PR #9, opened 2018-06-02
Macro to handle prefixed field names

dtolnay:
The [Challonge REST API] likes to use prefixes to group related fields. In simplified form, their JSON may resemble the following:

[Challonge REST API]: https://api.challonge.com/v1/documents/matches/show

```json
{
  "player1_name": "name1",
  "player1_votes": 1,
  "player2_name": "name2",
  "player2_votes": 2
}
```

In Rust we would ideally like to model this data as a pair of `Player` structs, rather than repeating the fields of `Player` for each prefix.

```rust
struct Match {
    player1: Player,
    player2: Player,
}

struct Player {
    name: String,
    votes: u64,
}
```

This `with_prefix!` macro produces an adapter that adds a prefix onto field names during serialization and trims away the prefix during deserialization. An implementation of the Challonge API would use
`with_prefix!` like this:

```rust
#[macro_use]
extern crate serde_derive;

#[macro_use]
extern crate serde_with;

extern crate serde_json;

struct Match {
    #[serde(flatten, with = "prefix_player1")]
    player1: Player,
    #[serde(flatten, with = "prefix_player2")]
    player2: Player,
}

struct Player {
    name: String,
    votes: u64,
}

with_prefix!(prefix_player1 "player1_");
with_prefix!(prefix_player2 "player2_");

fn main() {
    let m = Match {
        player1: Player {
            name: "name1".to_owned(),
            votes: 1,
        },
        player2: Player {
            name: "name2".to_owned(),
            votes: 2,
        },
    };

    let j = serde_json::to_string_pretty(&m).unwrap();
    println!("{}", j);
}
```

### DIFF
--- a/src/lib.rs
+++ b/src/lib.rs
@@ -63,7 +63,9 @@
 
 #[cfg(feature = "chrono")]
 extern crate chrono as chrono_crate;
-extern crate serde;
+#[doc(hidden)]
+#[macro_use]
+pub extern crate serde;
 #[cfg(feature = "json")]
 extern crate serde_json;
 
@@ -72,6 +74,8 @@ pub mod chrono;
 #[cfg(feature = "json")]
 pub mod json;
 pub mod rust;
+#[doc(hidden)]
+pub mod with_prefix;
 
 /// Seperator for string-based collection de/serialization
 pub trait Separator {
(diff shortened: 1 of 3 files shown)


jonasbb:
Thank you, this looks good.
I hope you don't mind me taking this crate name. I will try to implement some more helpers suggested in the serde tracking issue.

bors r+

PR #24, opened 2018-11-22
Added `rust::seq_display_fromstr` to help de/serialize collections

katyo:
This helper uses `FromIterator`/`IntoIterator` traits for collection
itself and `Display`/`FromStr` for each element.

### DIFF
--- a/src/rust.rs
+++ b/src/rust.rs
@@ -97,6 +97,127 @@ pub mod display_fromstr {
     }
 }
 
+/// De/Serialize sequences using [FromIterator] and [IntoIterator] implementation for it and [Display][] and [FromStr][] implementation for each element
+///
+/// This allows to serialize and deserialize collections with elements which can be represented as strings.
+///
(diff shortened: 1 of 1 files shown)


src/rust.rs
```diff
@@ -97,6 +97,127 @@ pub mod display_fromstr {
...
+            }
+        }
+
+        deserializer
+            .deserialize_seq(Helper(PhantomData))
+            .map(T::from_iter)
+    }
+
+    /// Serialize collection T using [IntoIterator] and [Display] for each element
+    pub fn serialize<S, T, I>(mimes: &T, serializer: S) -> Result<S::Ok, S::Error>
```
jonasbb: Could you please use a more general variable name here. `mime` looks like it is from a previous iteration of this code.

katyo: Ohh, it seems I forget to rename it when parametrizing.
Thanks.

jonasbb:
Thank you, looks good now.
I can release a new version later.

bors r+

Issue #32, opened 2019-02-07
Serialize a HashMap as a list of tuples


jonasbb:
https://github.com/serde-rs/serde/issues/1476

* [x] HashMap -> List of Tuples
* [x] BTreeMap -> List of Tuples
* [x] Vec<(T, T)> -> Map

dtolnay:
The Vec\<(K, V)\> ⟷ serde map is available in https://crates.io/crates/serde-tuple-vec-map but may make sense to reimplement in serde_with.

PR #33, opened 2019-02-16
Add documentation for HashMap and BTreeMap as tuple lists

jonasbb:
This addresses the first two wishes from #32.

@upsuper: Ping, since you originally proposed this for addition to serde.
It would be nice to know if it works for you, since I generalized your implementation.


upsuper:
I tested the hashmap one, and it works pretty well with my program, and I have [replaced my own code with a dependency to serde_with](https://github.com/rust-net-web/areweasyncyet.rs/commit/eb1e31c973f454246452523a8c601bf93dd26ee1)!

......

> [EXERCISE AIM]
Your answer should consist solely of the lines above from the line with "katyo: Ohh, it" to the line with "HashMap -> List of Tuples", both included, reproduced exactly.

> [EXERCISE RESULT]
katyo: Ohh, it seems I forget to rename it when parametrizing.
Thanks.

jonasbb:
Thank you, looks good now.
I can release a new version later.

bors r+

Issue #32, opened 2019-02-07
Serialize a HashMap as a list of tuples


jonasbb:
https://github.com/serde-rs/serde/issues/1476

* [x] HashMap -> List of Tuples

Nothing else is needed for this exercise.